Probably the best thing that I added to the crawler was the pseudo threading process. Because the application is PHP based the crawling process starts on a heartbeat that occurs every 15 seconds. This heart beat kicks off multiple crawl scripts and thus the process begins. Before I had the threading enabled I had to set the heartbeat to about 5 minutes. This is because if the crawl took longer than expected and the database selects and inserts queued up the system would snowball and everything would cease to work efficiently and properly. Keep in mind that there wasn’t new mysql database at this time.
I created a table that handles instances of each crawl and allows handling of how many tasks are currently running. These threads can be stopped, started, and locked which allows for a simple way to turn off the crawler or if testing only turn on one thread at a time. Each of the threads contains information for which url it is currently crawling which destroys the chance of a duplicate crawl happening at the same time.
Because there is a finite number of simultaneous page crawls happening at one time I can be sure that the even if there is a queue on the mysql server it will never get out of hand. Also; any snowballing will be handled and thus it is impossible.
The Intelligent Queue
There is now a proper queue that is being used by the system now! This queue has some rules to it that allow for better crawling of the web. First; it can not exceed 30,000 urls. This is because I want selects from the table to be swift and I don’t want the queue to become to large. Another rule is that the queue can only be populated from the queue generator class. This class gets candidates based on some set rules that can be configured and changed. Currently it is favouring uncrawled home pages of websites, so websites with a Uri of ‘/’. After that is favours websites with a host that has a very high combined link back rate. Currently the highest website in link backs is twitter… No surprise there. The second highest is tumblr.

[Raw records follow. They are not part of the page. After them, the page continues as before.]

PR #73, opened 2024-02-26
KZG core functionality

danielSanchezQ:
This is the easiest workig version of kzg we could came up with.
Commitment + Proof + Verification
Almost everything implemented from scratch for easier understanding.
No reed solomon involved which will be introduced later on in a different PR

### DIFF
--- a/da/test_kzg.py
+++ b/da/test_kzg.py
@@ -29,3 +29,4 @@ class TestKZG(TestCase):
         commit = kzg.bytes_to_commitment(rand_bytes, GLOBAL_PARAMETERS)
         poly = kzg.bytes_to_polynomial(rand_bytes)
         proof = kzg.generate_element_proof(poly[0], poly, GLOBAL_PARAMETERS)
+        self.assertEqual(len(proof), 48)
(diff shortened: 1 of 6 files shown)


megonen:
Maybe adding "verify setup" can be helpful to check the integrity of trusted setup procedure.

megonen:
LGTM

da/test_kzg.py
```diff
@@ -0,0 +1,61 @@
...
+
+from da.kzg_rs import kzg
+from da.kzg_rs.common import BYTES_PER_FIELD_ELEMENT, GLOBAL_PARAMETERS, ROOTS_OF_UNITY, GLOBAL_PARAMETERS_G2
+from da.kzg_rs.trusted_setup import verify_setup
+
+
+class TestKZG(TestCase):
+
+    @staticmethod
+    def rand_bytes(size=1024):
```
youngjoon-lee, line 15: I'm late to review this PR, but have a quick question. It seems like this parameter `size` should be `n_chunks` if I understand correctly?

danielSanchezQ: yes it is

PR #76, opened 2024-03-05
Da encoding protocol

danielSanchezQ:
* Fill up the encoding protocol structure with the actual specification
* Expand an implement tests


megonen:
I have a new idea. We can publish column commitments, but when calculating the agg_com value, we can calculate the commitment value of H(ColumnComm)_i values. This way, if someone wants to add an extra column, they will not be able to add it because it is over the agg_com hash, and we will provide the things we provided in our previous design.

megonen (approved):
LGTM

This process of generating the queue may not be the most efficient way of crawling the best content on the web and this is something that I have monitored and am aware of. Because it isn’t the best content on the web; mainly social media websites I put some limitations on adding x amount of the same host to the queue. After this was done I hard coded wikipedia’s host nid into the queue generation to make sure that I was getting some sane and pretty reliable content to crawl.